# Canon 6D without Wi-Fi?



## duarted (Nov 7, 2014)

Hi everyone

I found websites selling the Canon 6D without Wi-Fi & GPS at 1020$US. The one with Wi-Fi & GPS is around 1700$US

I don't really care about the GPS but would like the Wi-Fi feature, is there a way to add Wi-Fi to the Canon 6D? How much does it cost?

Thanks!


----------



## JacaRanda (Nov 7, 2014)

How to add Wi-Fi to your dSLR - CNET


----------



## ronlane (Nov 7, 2014)

Sounds a little suspect to me. I've never heard of the 6D without GPS and WiFi.


----------



## JacaRanda (Nov 7, 2014)

I think it's true.  Some countries have restrictions on wifi and gps devices.


----------



## duarted (Nov 7, 2014)

ronlane said:


> Sounds a little suspect to me. I've never heard of the 6D without GPS and WiFi.



It's true, there are 2 versions:

Canon EOS 6D With And Without GPS and WiFi? - CanonWatch

Thanks for the info JacaRanda!

Do the Wi-Fi SD cards let you control the camera via wireless with a smartphone or it's just to transfer pictures?


----------



## Light Guru (Nov 7, 2014)

duarted said:


> Do the Wi-Fi SD cards let you control the camera via wireless with a smartphone or it's just to transfer pictures?



The wireless SD cards only do transfer of images.


----------



## TCampbell (Nov 8, 2014)

While it's true that Canon does make a version of the 6D with no GPS & WiFi, these are produced for sale in countries where use of the frequencies is not permitted.  
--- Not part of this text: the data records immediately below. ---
PR #548, opened 2019-04-25
[CXF-8029] Add redirect support to URIResolver

ivy-arus:


ivy-arus:
No Problem, my very first version had a flag included.
But I wasn’t sure what name to use. I saw that there is a property ‘http.autoredirect’ in the jax-rs implementation (class org.apache.cxf.jaxrs.client.ClientProperties). Should I use this property name?

PR #550, opened 2019-04-29
CXF-8028: try to fix performance for very big document in DOMUtils

gillesdiacon:
CXF-8028: try to fix performance for very big document in DOMUtils.getDomElement() and DOMUtils.getDomDocumentFragment()


dkulp:
I believe this would be much better off using a java.lang.ClassValue to store the method (or null).   The reflection code would only happen once per class (good) and the value directly stored with the class so nothing is in a static that that would prevent garbage collection.

coheigea:
@gillesdiacon - Does @dkulp 's suggestion sounds OK for you? It would be good to get this fix into the next CXF release.

dkulp:
I committed a fix that uses the ClassValue approach.  The test you provided shows a massive speed increase which is awesome.   Major thanks for identifying the issue.

Fix is in 1cc03b9b70bc509d8f8c631563c3964e56e30621

gillesdiacon:
@dkulp: sorry for lack of reaction. Your proposition is very good and better than my static sets :-)

PR #3299, opened 2026-07-09
[CXF-9229] Add PQC TLS 1.3 support via X25519MLKEM768 hybrid KEM

ffang:
- TLSParameterBase: new namedGroups API (getNamedGroups/setNamedGroups) to configure the ordered list of TLS named groups offered during the handshake
- security.xsd: new NamedGroups complex type and <sec:namedGroups>/<sec:namedGroup>
  elements on both TLSClientParametersType and TLSServerParametersType
- TLSClientParametersConfig / TLSServerParametersConfig: wire namedGroups from XML config into SSLParameters via SSLUtils.applyNamedGroups() (JDK 20+)
- SSLUtils.applyNamedGroupsBC(): reflection-based helper to set named groups on BC JSSE's ProvSSLEngine without a compile-time bctls-jdk18on dependency
- JettyHTTPServerEngine: override customize(SSLEngine) to call applyNamedGroupsBC() so each accepted engine gets named groups from tlsServerParameters configuration
- BCJsseServerALPNProcessor: ALPNProcessor.Server for BC JSSE's ProvSSLEngine; bridges it into Jetty's ALPN negotiation (JDK9ServerALPNProcessor only accepts java.base engines); registered via META-INF/services; enables HTTP/2 + BC JSSE
- BCJssePQCTest + BCJsseJettyServer: system test using BC JSSE on JDK 17-26; sets jdk.tls.namedGroups=X25519MLKEM768 before SSLContext creation so the BC JSSE context-level named-group map includes the PQC group; verifies X25519MLKEM768 was negotiated by restricting a raw BCSSLSocket to that group only
- PQCTLSTest: system test for SunJSSE on JDK 27+ (JEP 527); skips automatically when X25519MLKEM768 is absent from the configured named groups

### DIFF
--- a/rt/transports/http/src/main/java/org/apache/cxf/transport/https/SSLUtils.java
+++ b/rt/transports/http/src/main/java/org/apache/cxf/transport/https/SSLUtils.java
@@ -18,6 +18,7 @@
  */
 package org.apache.cxf.transport.https;
 
+import java.lang.reflect.Method;
 import java.net.Socket;
 import java.nio.ByteBuffer;
 import java.security.GeneralSecurityException;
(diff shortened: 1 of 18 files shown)


rt/transports/http/src/main/java/org/apache/cxf/transport/https/SSLUtils.java
```diff
@@ -531,4 +532,43 @@ public javax.security.cert.X509Certificate[] getPeerCertificateChain() throws SS
         }
     };
 
+    /**
+     * Applies the given named groups to {@code SSLParameters} via reflection.
+     * {@code SSLParameters.setNamedGroups()} requires JDK 20+; this method
+     * silently skips the call on older JDKs.
+     */
+    public static void applyNamedGroups(SSLParameters params, List<String> namedGroups) {
```
reta, line 540: Wondering if we should consider multi-release jar and have clean JDK-20+ implementation?

reta (approved):

reta:
Thanks @ffang !

rt/transports/http/src/main/java/org/apache/cxf/transport/https/SSLUtils.java
ffang: Thanks @reta !

IMO it's too much to maintain multi-release jars for it.  Probably I think it's time to consider bump the minimum JDK version to JDK21 for CXF 4.3.

Best Regards
Freeman

PR #3301, opened 2026-07-09
Add `maxSize` to BinaryDataProvider so the payload size could be constrained (to 1Gb by default)

reta:
Add `maxSize` to BinaryDataProvider so the payload size could be constrained (to 1Gb by default). Adding a new system property `org.apache.cxf.binary-max-size` to configure the default.

### DIFF
--- a/core/src/main/java/org/apache/cxf/helpers/IOUtils.java
+++ b/core/src/main/java/org/apache/cxf/helpers/IOUtils.java
@@ -34,10 +34,14 @@ import java.nio.charset.Charset;
 import java.nio.file.Files;
 import java.util.Objects;
 
+import org.apache.cxf.common.util.SystemPropertyAction;
 import org.apache.cxf.io.CopyingOutputStream;
 import org.apache.cxf.io.Transferable;
 
 public final class IOUtils {
+    public static final int DEFAULT_BINARY_MAX_SIZE =
+        SystemPropertyAction.getInteger("org.apache.cxf.binary-max-size", 1073741824 /* 1Gb */);
+
     public static final Charset UTF8_CHARSET = java.nio.charset.StandardCharsets.UTF_8;
     public static final int DEFAULT_BUFFER_SIZE = 1024 * 4;
 
@@ -176,7 +180,7 @@ public final class IOUtils {
         if (output instanceof CopyingOutputStream) {
             return ((CopyingOutputStream)output).copyFrom(input);
         }
-        return copy(input, output, DEFAULT_BUFFER_SIZE);
+        return copy(input, output, DEFAULT_BUFFER_SIZE, -1);
     }
 
     public static int copyAndCloseInput(final InputStream input,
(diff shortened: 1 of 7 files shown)


core/src/main/java/org/apache/cxf/helpers/IOUtils.java
```diff
@@ -228,6 +232,10 @@ public static int copy(final InputStream input, final OutputStream output,
             output.write(buffer, 0, n);
             total += n;
             n = input.read(buffer);
+
+            if (maxSize > 0 /* -1 sets to unlimited */ && total > maxSize) {
```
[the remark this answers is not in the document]
reta: It will allocate buffer at max

rt/frontend/jaxrs/src/main/java/org/apache/cxf/jaxrs/provider/BinaryDataProvider.java
```diff
@@ -105,7 +110,7 @@ public T readFrom(Class<T> clazz, Type genericType, Annotation[] annotations, Me
                 return clazz.cast(new InputStreamReader(is, getEncoding(type)));
             }
             if (byte[].class.isAssignableFrom(clazz)) {
-                return clazz.cast(IOUtils.readBytesFromStream(is));
+                return clazz.cast(IOUtils.readBytesFromStream(is, maxSize));
             }
             if (File.class.isAssignableFrom(clazz)) {
```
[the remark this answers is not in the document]
reta: This is desired, we should not OOM

core/src/main/java/org/apache/cxf/helpers/IOUtils.java
```diff
@@ -34,10 +34,14 @@
 import java.nio.file.Files;
 import java.util.Objects;
 
+import org.apache.cxf.common.util.SystemPropertyAction;
 import org.apache.cxf.io.CopyingOutputStream;
 import org.apache.cxf.io.Transferable;
 
 public final class IOUtils {
+    public static final int DEFAULT_BINARY_MAX_SIZE =
```
coheigea, line 42: Just a nit that it's probably not accurate to call this "DEFAULT" if it can be modified by the user via a system property.

coheigea (approved):

core/src/main/java/org/apache/cxf/helpers/IOUtils.java
reta: Thanks @coheigea , happy to change, but followed our conventions from https://github.com/apache/cxf/blob/main/core/src/main/java/org/apache/cxf/attachment/AttachmentDeserializer.java#L64 (and other places). Probably to clarify why default is applicable: that would be a value picked up by default if `maxSize` is not specified by the user. Yes, the value could be changed, but it will still be semantically the default unless specified. Thanks!

coheigea: OK no problem, please ignore then.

This may, however, create issues for serviceability.  I realize you're talking about a used body (so there's no warranty) but here in the US, Canon USA won't service a camera unless it was a camera body originally imported by Canon for sale in North America (this applies even to service that you are willing to pay for.)


----------



## dolina (Nov 8, 2014)

duarted said:


> Hi everyone
> 
> I found websites selling the Canon 6D without Wi-Fi & GPS at 1020$US. The one with Wi-Fi & GPS is around 1700$US
> 
> ...


That is essentially a 5D Mark II. Wanna buy mine?  I will sell it to you for $920 + shipping & handling


----------



## duarted (Nov 9, 2014)

TCampbell said:


> While it's true that Canon does make a version of the 6D with no GPS & WiFi, these are produced for sale in countries where use of the frequencies is not permitted.
> 
> This may, however, create issues for serviceability.  I realize you're talking about a used body (so there's no warranty) but here in the US, Canon USA won't service a camera unless it was a camera body originally imported by Canon for sale in North America (this applies even to service that you are willing to pay for.)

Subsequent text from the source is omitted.